2) Limitations in the use of IAB in Non-Cardiac Pathologies:
Despite the IAB's burdens described above, IAB is yet able to assist cardiac pumping function, improve cardiac output, and increase coronary blood supply to the heart. There are also a number of non-cardiac clinical conditions in which pressure or flow augmentation in the circulation would be desirable. Some of the most common are: ischemic stroke, renal failure, and ischemic bowel. Many of these conditions are typically encountered in certain clinical context of low perfusion pressures, such as that of the post-operative cardiac surgery patient, due to the perioperative low blood flow during Cardiopulmonary By Pass (CPB). The more compromised the blood flow is in a particular body organ pre-operatively (due to diabetes, atherosclerosis, etc.), the more vulnerable it is to develop ischemia post-operatively due to the low pressure blood flows during the operation. As a result stroke, renal failure, and bowel necrosis may occur post-operatively, in a percentage as high as 30%, depending on the actual age range and the underlying susceptibility to ischemia of the population group under study. Although IAB pressure augmentation would be a reasonable approach to treat all the clinical groups mentioned above, in clinical reality this doesn't occur.

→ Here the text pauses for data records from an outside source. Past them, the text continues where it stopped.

PR #577, opened 2023-10-23
fix links for moved platform ref files

plumbis:
The AWS platform ref was recently refactored moving the location of files referenced in the docs.

This updates the links to point to the new URLs


ytsarev:
it is safer to base docs on some stable tag instead of `main` branch imho

PR #584, opened 2023-10-25
CLI docs

plumbis:
Includes CLI docs covering everything **except** `beta trace` and `beta xpkg init`.


content/v1.14/cli/_index.md
```diff
@@ -0,0 +1,47 @@
...
+[The script](https://raw.githubusercontent.com/crossplane/crossplane/master/install.sh)
+detects your CPU architecture and downloads the latest stable release.
+
+Manually download a binary from the Crossplane releases repository at 
+https://releases.crossplane.io/stable/current/bin
+
+{{<hint "important" >}}
+<!-- vale write-good.Passive = NO -->
+The CLI is named `crank` in the release repository. Download this file. 
+<!-- vale write-good.Passive = YES -->
```
negz, line 42: Could we get away without this, and have everyone use the script? It would help avoid explaining the crank thing.

content/v1.14/cli/_index.md
```diff
@@ -0,0 +1,47 @@
...
+
+The Crossplane CLI is independent of Kubernetes and doesn't require a Crossplane
+pod.
+{{< /hint >}} 
+
+To download the latest version for your CPU architecture with the Crossplane
+install script.
+
+```shell
+curl -sL "https://raw.githubusercontent.com/crossplane/crossplane/master/install.sh" | sh
```
negz, line 30: Should we document the `XP_VERSION` and `XP_CHANNEL` variables that control which version of the CLI is downloaded and installed?

content/v1.14/cli/command-reference.md
```diff
@@ -0,0 +1,416 @@
+---
+weight: 50
+title: Command Reference
+description: "Command reference for the Crossplane CLI"
+---
+
+<!-- vale Google.Headings = NO -->
+The `crossplane` CLI provides utilities to make using Crossplane easier.
```
negz, line 8: Does "easier" go against the style/contributing guide here?

If so, perhaps "more convenient"?

content/v1.14/cli/command-reference.md
```diff
@@ -0,0 +1,416 @@
...
+and publishing of Crossplane packages to a Crossplane package registry. 
+
+### xpkg build
+
+Using `crossplane xpkg build` provides automation and simplification to build 
+Crossplane packages.  
+
+The Crossplane CLI creates a 
+single YAML file from a directory of YAML files and combines them as an 
+[OCI container image](https://opencontainers.org/).
```
negz, line 37: Does it matter to the user/reader at this level that it creates a single YAML file? That seems to me like an internal implementation detail. It's covered by linking to the spec for those who really want to know how it works. Saying it combines them into a package as you do below feels like the right level of detail to me.

content/v1.14/cli/command-reference.md
```diff
@@ -0,0 +1,416 @@
...
+[function]({{<ref "../concepts/composition-functions">}}) and 
+[provider]({{<ref "../concepts/providers" >}}) package types. 
+
+
+#### Flags
+{{< table "table table-sm table-striped">}}
+| Short flag   | Long flag                            | Description                    |
+| ------------ | -------------                        | ------------------------------ |
+|              | `--embed-runtime-image-name=NAME`    |  The image name and tag of a container to include in the package. Only for provider and function packages. |
+|              | `--embed-runtime-image-tarball=PATH` |  The filename of a container to include in the package. Only for provider and function packages.                              |
```
negz, line 53: Should we explain to the user why we're including these containers (nit: technically it's an image - containers are running images) in the package?

We include them so that the resulting package can be used both by the package manager to install the package, and by Kubernetes to run the package's "runtime". The runtime could be a provider pod, or a function pod.

content/v1.14/cli/command-reference.md
```diff
@@ -0,0 +1,416 @@
...
+
+Include YAML files demonstrating how to use the package with `--examples-root`. 
+
+[Upbound Marketplace](https://marketplace.upbound.io/) uses files included with 
+`--examples-root` as documentation for published packages.
+
+#### Include a runtime image
+
+Functions and Providers require YAML files describing their dependencies and 
+settings as well as a container image for the function or provider controller.
```
negz, line 95: This could be read as if a function has a controller. It doesn't - that's why we say runtime rather than controller in the flag.

content/v1.14/cli/command-reference.md
```diff
@@ -0,0 +1,416 @@
...
+
+Using `--embed-runtime-image-name` downloads a specified container image and 
+includes the image inside the function or provider package. Use the
```
negz, line 98: Looks like this trails off.

Also, I'm not sure it does actually download the image. I think it connects to the Docker daemon and looks for it there, so you might need to explicitly pull it first.

content/v1.14/cli/command-reference.md
```diff
@@ -0,0 +1,416 @@
...
+
+Store more inactive copies of a package with `--revision-history-limit`. 
+
+Read more about 
+[package revisions]({{< ref "../concepts/packages#configuration-revisions" >}}) 
+in the package documentation. 
+
+### xpkg login
+
+Use `xpkg login` to authenticate to the
```
negz, line 178:
```suggestion
Use `xpkg login` to authenticate to xpkg.upbound.io, the 
```

I think it's worth explicitly including the domain name. It's going to appear in a lot of places (e.g. as a prefix in any package, like xpkg.upbound.io/crossplane/contrib/foo:v1.0.0). I suspect a lot of Crossplane users will end up being exposed to xpkg.upbound.io as a place where packages are pulled/pushed vs "the Upbound Marketplace".

content/v1.14/cli/command-reference.md
```diff
@@ -0,0 +1,416 @@
...
+By default the `crossplane xpkg install` command uses the Kubernetes 
+configuration defined in `~/.kube/config`.  
+
+Define a custom Kubernetes configuration file location with the environmental 
+variable `KUBECONFIG`.
+
+Specify the package kind, package file and optionally a name to give the package 
+inside Crossplane.
+
+`crossplane xpkg install <package-kind> <package-file> [<optional-name>`
```
negz, line 118: I would not call this a package file. It's not a file, and I think this oversimplification will be confusing to anyone familiar with OCI images and registries. I struggled with naming for this too, and landed on just calling it "a package".

Other commands take flags/arguments like `--package-file` and in those cases they accept an actual `.xpkg` file.

"package tag" or "package reference" could also be good here. The former is more accurate (technically you could give a digest, not a tag, like `crossplane-contrib/provider-foo@sha256:...`) but the latter is probably good enough to be meaningful to most people.

content/v1.14/cli/command-reference.md
```diff
@@ -0,0 +1,416 @@
...
+
+The package file must be an organization, image and tag on the 
+[Upbound Marketplace](https://marketplace.upbound.io/).
```
negz, line 121: This is only the default behaviour. You could specify `index.docker.io/crossplane-contrib/foo:v1.0.0` to install from a different registry.

content/v1.14/cli/command-reference.md
```diff
@@ -0,0 +1,416 @@
...
+`~/.crossplane/config.json` file, but doesn't delete the configuration file.
+{{< /hint >}}
+
+### xpkg push
+
+Push a Crossplane package file to a package registry. 
+
+The Crossplane CLI pushes images to the 
+[Upbound Marketplace](https://marketplace.upbound.io/) at `xpkg.upbound.io` by 
+default.
```
negz, line 248: Should we show how to push to another registry?

content/v1.14/cli/command-reference.md
```diff
@@ -0,0 +1,416 @@
...
+By default the `crossplane xpkg update` command uses the Kubernetes 
+configuration defined in `~/.kube/config`.  
+
+Define a custom Kubernetes configuration file location with the environmental 
+variable `KUBECONFIG`.
+
+Specify the package kind, package file and optionally the name of the package 
+already installed in Crossplane.
+
+`crossplane xpkg update <package-kind> <package-file> [<optional-name>`
```
negz, line 292: Same note here WRT `<package-file>`

content/v1.14/cli/command-reference.md
```diff
@@ -0,0 +1,416 @@
...
+releases.
+
+### beta render 
+
+The `crossplane beta render` command previews the output of a 
+[composite resource]({{<ref "../concepts/composite-resources">}}) after applying 
+any 
+[composition patches]({{<ref "../concepts/compositions#changing-resource-fields">}}) 
+and [composition function]({{<ref "../concepts/composition-functions">}}) 
+changes.
```
negz, line 318: It doesn't apply patches. It completely ignores the `resources` field. `crossplane beta render` only works with composition functions - i.e. a Composition with `mode: Pipeline`.

content/v1.14/cli/command-reference.md
```diff
@@ -0,0 +1,416 @@
...
+
+The command doesn't require Kubernetes or access to a Crossplane pod. The CLI
+processes the inputs locally to generate the rendered output.
```
negz, line 321: It does require Docker (or technically, anything that exposes a Docker-compatible socket and API). Probably worth pointing that out.

content/v1.14/cli/command-reference.md
```diff
@@ -0,0 +1,416 @@
...
+```
+{{< /expand >}}
+
+#### Flags
+
+{{< table "table table-sm table-striped">}}
+| Short flag   | Long flag                             | Description                                           |
+| ------------ | -------------                         | ------------------------------                        |
+|              | `--context-files=<key>=<file>;<key>=<file>`    | A semicolon separated list of files to load for function "contexts." |
+|              | `--context-values=<key>=<value>;<key>=<value>` | A semicolon separated list of key-value pairs to load for function "contexts."                                                    |
```
negz, line 369: I made these comma separated as part of the CLI docs PR on the Crossplane end.

content/v1.14/cli/command-reference.md
negz: I also like how this is framed in the provider docs:

> Install a Provider with a Crossplane Provider object setting the spec.package value to **the location of the provider package**.

content/v1.14/cli/_index.md
plumbis: I would but since some people don't like `curl | bash` they would look at the repo and it's not obvious that `crank` is the binary, not `crossplane`. This exact scenario tripped me up.

content/v1.14/cli/command-reference.md
plumbis: No violation. The rule is about saying something is easy (i.e., if you don't understand you're dumb). In this case we're talking about a relative change.

content/v1.14/cli/command-reference.md
plumbis: The reason I call this out is that if you've read the spec it talks about a single yaml file. I'm calling out "hey, this makes things better because you don't have to build the single massive yaml, we'll do it for you"

content/v1.14/cli/command-reference.md
plumbis: Is there another word besides "runtime" I could use? Would "container image for the function or provider binary" work?

content/v1.14/cli/command-reference.md
plumbis: I couldn't tell from the `daemon.image` docs, can you confirm that it won't download a local package?

content/v1.14/cli/command-reference.md
```diff
@@ -0,0 +1,416 @@
...
+includes the image inside the function or provider package. Use the 
+
+The `--embed-runtime-image-tarball` flag includes a local OCI image tarball 
+inside the function or provider package.
+
+
+### xpkg install
+
+Download and install Crossplane packages with  `crossplane xpkg install`.
+Crossplane packages.
```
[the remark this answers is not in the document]
plumbis: I updated the note in the `_index.md`

> {{<hint "note" >}}
> Install the Crossplane CLI on a user's computer. 
> 
> Most Crossplane CLI commands are independent of Kubernetes and 
> don't require access to a Crossplane pod.
> {{< /hint >}} 
 
For this command I updated the referenced sentence:

> Download and install packages into Crossplane with  `crossplane xpkg install`.

content/v1.14/cli/command-reference.md
plumbis: added the domain anywhere there's a Marketplace reference and the domain wasn't there.

content/v1.14/cli/command-reference.md
plumbis: Updated to

`crossplane xpkg install <package-kind> <registry package name and tag> [<optional-name>`

content/v1.14/cli/command-reference.md
plumbis: Testing this it looks like the default is always index.docker.io? I thought it was changed to be xpkg.upbound.io?

content/v1.14/cli/command-reference.md
plumbis: Sure, how? Can I just provide a full URI for the package argument?

content/v1.14/cli/command-reference.md
plumbis: Updated:

> The `crossplane beta render` command previews the output of a 
> [composite resource]({{<ref "../concepts/composite-resources">}}) after applying 
> any [composition functions]({{<ref "../concepts/composition-functions">}}).
> 
> {{< hint "important" >}}
> The `crossplane beta render` command doesn't apply 
> [composition patches]({{<ref "../concepts/compositions#changing-resource-fields">}}.
> {{< /hint >}}

content/v1.14/cli/command-reference.md
negz: I don't think we should be assuming users of `crossplane xpkg` build are familiar with the spec. That feels a bit like assuming `docker build` users have read the OCI specification and are thinking about what it does through that lens.

content/v1.14/cli/command-reference.md
negz: No, I think I wrote this comment before I noticed that section and forgot to remove it. Thanks!

content/v1.14/cli/command-reference.md
negz: I thought so too.

content/v1.14/cli/command-reference.md
negz: Yeah exactly - like `index.docker.io/crossplane-contrib/...`

content/v1.14/cli/command-reference.md
plumbis: Maybe I should open an issue. 

```shell
$ ./crank xpkg install provider upbound/provider-aws-s3/v0.42.0                                                                                           
provider/upbound-provider-aws-s3-v0-42-0 created

$ k describe provider/upbound-provider-aws-s3-v0-42-0 created
#--- snip ---#
  Warning  UnpackPackage  2s (x3 over 4s)  packages/provider.pkg.crossplane.io  cannot unpack package: failed to fetch package digest from remote: failed to fetch package descriptor with a GET request after a previous HEAD request failure: HEAD https://index.docker.io/v2/upbound/provider-aws-s3/v0.42.0/manifests/latest: unexpected status code 401 Unauthorized (HEAD responses have no body, use GET for details): GET https://index.docker.io/v2/upbound/provider-aws-s3/v0.42.0/manifests/latest: UNAUTHORIZED: authentication required; [map[Action:pull Class: Name:upbound/provider-aws-s3/v0.42.0 Type:repository]]
```

content/v1.14/cli/command-reference.md
plumbis: updated.

content/v1.14/cli/command-reference.md
negz: It would. I'd like to get folks associating "runtime" as meaning that in this context, so I'd prefer to keep that word in there somewhere to make the connection.

plumbis: Good enough reason for me. I'll change it.

content/v1.14/cli/_index.md
phisco: Uploading all binaries to the gh releases too as many other tools do could allow us not to have to point people at the s3 bucket.

content/v1.14/cli/_index.md
```diff
@@ -0,0 +1,60 @@
...
+description: "Documentation for the Crossplane command-line interface"
+---
+
+The Crossplane CLI helps simplify some development and administration aspects of
+Crossplane.
+
+The Crossplane CLI includes:
+* tools to build, install, update and push Crossplane Packages
+* standalone Composition Function testing and rendering without the need to access a Kubernetes cluster running Crossplane
+* visual dependency mapping across Compositions, Composite Resources and Managed Resources
```
jbw976, line 13: maybe mention troubleshooting here, as that is a key focus of this feature area

content/v1.14/cli/_index.md
```diff
@@ -0,0 +1,60 @@
...
+install script.
+
+```shell
+curl -sL "https://raw.githubusercontent.com/crossplane/crossplane/master/install.sh" | sh
+```
+
+[The script](https://raw.githubusercontent.com/crossplane/crossplane/master/install.sh)
+detects your CPU architecture and downloads the latest stable release.
+
+Manually download a binary from the Crossplane releases repository at
```
jbw976, line 36: this seems like an alternate option from running the script, but it's reading like the next step in the flow. do you want to make it more clear that it's either run the script OR manually download the binary, not both?

content/v1.14/cli/command-reference.md
```diff
@@ -0,0 +1,595 @@
...
+By default the `crossplane xpkg install` command uses the Kubernetes 
+configuration defined in `~/.kube/config`.  
+
+Define a custom Kubernetes configuration file location with the environmental 
+variable `KUBECONFIG`.
+
+Specify the package kind, package file and optionally a name to give the package 
+inside Crossplane.
+
+`crossplane xpkg install <package-kind> <registry package name and tag> [<optional-name>`
```
jbw976, line 116:
```suggestion
`crossplane xpkg install <package-kind> <registry package name and tag> [<optional-name>]`
```

jbw976, line 116: are we saying anywhere what the valid options are for `<package-kind>`? I didn't see it myself. We give `provider` in the example below, but I'm not sure we define what other kinds are allowed.

content/v1.14/cli/command-reference.md
```diff
@@ -0,0 +1,595 @@
...
+
+The package file must be an organization, image and tag on the `xpkg.upbound.io`
```
jbw976, line 118: is this true? i assumed you could install from any registry, e.g. `index.docker.io/acme/package:v0.1.0`

content/v1.14/cli/command-reference.md
```diff
@@ -0,0 +1,595 @@
...
+| `-r`         | `--revision-history-limit=<number of revisions>` | Set the `revisionHistoryLimit`. Defaults to `1`.                                                |
+| `-w`         | `--wait=<number of seconds>`                     | Number of seconds to wait for a package to install.                                             |
+
+{{< /table >}}
+
+#### Wait for package install
+
+When installing a package the `crossplane xpkg install` command doesn't wait for
+the package to download and install. View any download or installation problems 
+by inspecting the `configuration` with `kubectl describe configuration`.
```
jbw976, line 142: this will only be valid if the package is a configuration i think - if it's a provider or function then this command wouldn't find it.

content/v1.14/cli/command-reference.md
```diff
@@ -0,0 +1,595 @@
...
+
+Use an Upbound user token instead of a username and password with `--token` or 
+the `UP_TOKEN` environmental variable. 
+
+{{< hint "important" >}}
+The `--token` or `UP_TOKEN` environmental variables take precedence over a 
+username and password.
+{{< /hint >}}
+
+Using `-` as the input for `--password` or `--token` reads the input from stdin.
```
jbw976, line 210: we could also consider saying what happens if you pass no arguments - you get prompted for username and password:
```
❯ crossplane xpkg login
Username: jbw976
Password:
Login successful.
```

content/v1.14/cli/command-reference.md
```diff
@@ -0,0 +1,595 @@
...
+
+#### Flags
+
+{{< table "table table-sm table-striped">}}
+| Short flag   | Long flag              | Description                                   |
+| ------------ | -------------          | ------------------------------                |
+| `-f`         | `--package-files=PATH` | A comma-separated list of xpkg files to push. |
+{{< /table >}}
+
+For example, to push a package named `my-configuration` use
```
jbw976, line 274: does this example add more value that hasn't already been shown? everything this does is covered by the previous example.

also, would it work OK? there isn't a registry, org, repo, or tag specified 🤔

content/v1.14/cli/command-reference.md
```diff
@@ -0,0 +1,595 @@
...
+By default the `crossplane xpkg update` command uses the Kubernetes 
+configuration defined in `~/.kube/config`.  
+
+Define a custom Kubernetes configuration file location with the environmental 
+variable `KUBECONFIG`.
+
+Specify the package kind, package file and optionally the name of the package 
+already installed in Crossplane.
+
+`crossplane xpkg update <package-kind> <registry package name and tag> [<optional-name>`
```
jbw976, line 290:
```suggestion
`crossplane xpkg update <package-kind> <registry package name and tag> [<optional-name>]`
```

content/v1.14/cli/command-reference.md
```diff
@@ -0,0 +1,595 @@
...
+
+The package file must be an organization, image and tag on the `xpkg.upbound.io`
+registry on [Upbound Marketplace](https://marketplace.upbound.io/).
+
+For example, to update to version 0.42.0 of the 
+[AWS S3 provider](https://marketplace.upbound.io/providers/upbound/provider-aws-s3/v0.42.0):
+
+`crossplane xpkg update provider xpkg.upbound.io/upbound/provider-aws-s3:v0.42.0`
```
jbw976, line 298: interesting, i didn't know we had this functionality 😂 - does it look for existing installed packages from the same registry, org, and repo then tries to upgrade what it finds to the new version here? 🤔

content/v1.14/cli/command-reference.md
```diff
@@ -0,0 +1,595 @@
...
+
+### beta render 
+
+The `crossplane beta render` command previews the output of a 
+[composite resource]({{<ref "../concepts/composite-resources">}}) after applying 
+any [composition functions]({{<ref "../concepts/composition-functions">}}).
+
+{{< hint "important" >}}
+The `crossplane beta render` command doesn't apply 
+[composition patches]({{<ref "../concepts/compositions#changing-resource-fields">}}).
```
jbw976, line 317: would it make more sense to say that it ONLY executes functions? or clarify that these are traditional patch and transforms (you can still use the function based patch and transforms...) - up to you to judge if this would just be more confusing 😂

content/v1.14/cli/command-reference.md
```diff
@@ -0,0 +1,595 @@
...
+{{< /hint >}}
+
+The `crossplane beta render` command connects to the locally running Docker 
+Engine to pull and run composition functions. 
+
+{{<hint "important">}} 
+Running `crossplane beta render` requires [Docker](https://www.docker.com/).
```
jbw976, line 324: it does require Docker specifically, not any alternate package runtimes/clients?

content/v1.14/cli/command-reference.md
```diff
@@ -0,0 +1,595 @@
...
+
+#### Include function results
+
+If a function produces Kubernetes events with statuses use the 
+`--include-function-results` to print them along with the managed resource 
+outputs. 
+
+#### Mock existing resources
+
+Provide mocked, or artificial data representing a managed resource with
```
jbw976, line 398: would it help to include the words "existing" and/or "observed" in this sentence to further describe what these mocked resources represent?

content/v1.14/cli/command-reference.md
```diff
@@ -0,0 +1,595 @@
...
+### beta xpkg init
+
+The `crossplane beta xpkg init` command populates the current directory with 
+files to build a package. 
+
+Provide a name to use for the package and the package template to start from 
+with the command  
+`crossplane beta xpkg init <name> <template>`
+
+The `<name>` input isn't used.
```
jbw976, line 578: should this be explained further that it isn't currently used, but is reserved for future usage?

jbw976 (commented):
This is a fantastic effort @plumbis to get our CLI docs going - I really like it and appreciate it!! dropped a few comments that may help with clarifying some of the content here, feel free to push back on anything you think doesn't actually improve things 😇

content/v1.14/cli/command-reference.md
negz: Yeah, confirmed you have to manually pull. For example:

```shell
$ crossplane xpkg build -f package --embed-runtime-image=alpine
crossplane: error: failed to get runtime base image options: failed to pull runtime image: Error response from daemon: No such image: alpine:latest

$ docker pull alpine
Using default tag: latest
latest: Pulling from library/alpine
579b34f0a95b: Pull complete
Digest: sha256:eece025e432126ce23f223450a0326fbebde39cdf496a85d8c016293fc851978
Status: Downloaded newer image for alpine:latest
docker.io/library/alpine:latest

$ crossplane xpkg build -f package --embed-runtime-image=alpine
$ echo $?
0
```

content/v1.14/cli/command-reference.md
negz: Oh, my bad, install and update do default to index.docker.io.

This is because they're really just asking the package manager to install the thing, and the package manager defaults to index.docker.io. We considered changing that with this release so everything is consistent and not-confusing but we thought the change would be too risky/disruptive.

content/v1.14/cli/command-reference.md
negz: I think we should leave this as is. It uses the Docker API to talk to Docker. Some other runtimes such as Podman emulate the Docker API. I feel like if someone is using an alternative runtime they'll know whether or not they should expect it to work as a stand-in for Docker.

content/v1.14/cli/command-reference.md
negz: No, it just defaults the name from the package the same way `xpkg install` does if you omit the name.

content/v1.14/cli/command-reference.md
phisco, line 1: I really appreciate your effort here @plumbis, but are we really sure we are going to be able to maintain this? Looking at other examples such as [istioctl](https://istio.io/latest/docs/reference/commands/istioctl/) and [kubectl](https://kubernetes.io/docs/reference/kubectl/) which then points to https://kubernetes.io/docs/reference/generated/kubectl/kubectl-commands. It feels like the common pattern is to provide an high level overview of common flags and functionalities, showcase common scenarios and then point to the generated documentation directly for all the nitty gritty details, which would make sense to me as a user.

utils/vale/styles/Crossplane/spelling-exceptions.txt
```diff
@@ -2,6 +2,7 @@
 /tabs
 call-outs
 ClusterRoles`
+comma-separated
```
phisco, line 5: duplicated

content/v1.14/cli/_index.md
plumbis: Put the manual steps in a collapse section.

content/v1.14/cli/command-reference.md
plumbis: Nope. Text updated.

content/v1.14/cli/command-reference.md
plumbis: If you give the command an invalid Provider package URL it returns immediately and you see 404 errors when you describe the provider.

Is this what you mean or something else?

content/v1.14/cli/command-reference.md
plumbis: I think the concern is valid but if we have enough commands that it's a problem, that's a good problem to have.

For now I'd like to keep it manually updated.

PR #590, opened 2023-10-27
Update providers to not say they install CRDs

### LINKED ISSUE #586: [Web Bug] - Provider pods don't install a provider's APIs
URL: https://docs.crossplane.io/v1.13/concepts/providers/

> Installing a provider creates a Provider pod that’s responsible for installing the Provider’s APIs into the Kubernetes cluster.

If I was a Kubernetes-aware user reading this I would assume the Provider pod created its own CRDs. In reality, Crossplane installs the CRDs "installs the Provider's APIs". The provider pod reconciles them.

plumbis:
Resolves #586.

Changes the wording about what happens when a provider is installed.

### DIFF
--- a/content/master/concepts/providers.md
+++ b/content/master/concepts/providers.md
@@ -40,10 +40,11 @@ for more information.
 
 ## Install a Provider
 
-Installing a provider creates a Provider pod that's responsible for installing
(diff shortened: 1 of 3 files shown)


plumbis:
Vale errors are unrelated to content changed.

negz (approved):
Thanks @plumbis!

This is attributed to some particularities related to the IAB insertion and operation: In order to have a 20% increase in aortic pressure augmentation—e.g., for sufficient bowel and brain perfusion, a ‘big’>34 mLs balloon is usually used. Unfortunately this also translates to a 2-3 mm diameter balloon catheter and an increased clinical risk of amputation due to femoral blood flow compromise. There is also a risk of aortic trauma and ischemic renal failure due to the whipping effect of the IAB upon the wall of the descending aorta, which has also been shown to induce intermittent flow blockade of the renal arteries. Those drawbacks have limited expansion of the clinical applicability of IAB and as a consequence, by weighing risks and benefits, IABs have been reserved mainly for ischemic heart disease patients.
3) Prior Art:
Several attempts have been made, for instance in U.S. Pat. Nos. 4,522,195 and 4,785,795, to combine a pumping balloon with a valve system, most frequently a second balloon, as in U.S. Pat. No. 6,210,318, that acts like a valve operatively coupled to the main balloon. This second balloon achieves to some extent compartmentalization of the pressure augmentation effect of the main balloon, as it keeps the pressure effect on ‘one desired side’ of where the IAB resides. This approach ‘halves’ the demand for balloon volume (by achieving a better vacuum effect), augments the balloon pressure effect, decreases the demand for a big catheter tube that would be needed for a bigger balloon, and limits many of the drawbacks above. However additional problems with this approach do occur. For instance the second ‘valve’ balloon has to be very ‘close’ to the aorta in order to achieve flow occlusion, and has to be fluidically connected to the main balloon. This proximity along with the repetition of the second balloon's inflation/deflation occlusion cycles presumably results in significant wall trauma and thus it is not surprising that those approaches have not been successful yet in any clinical setting.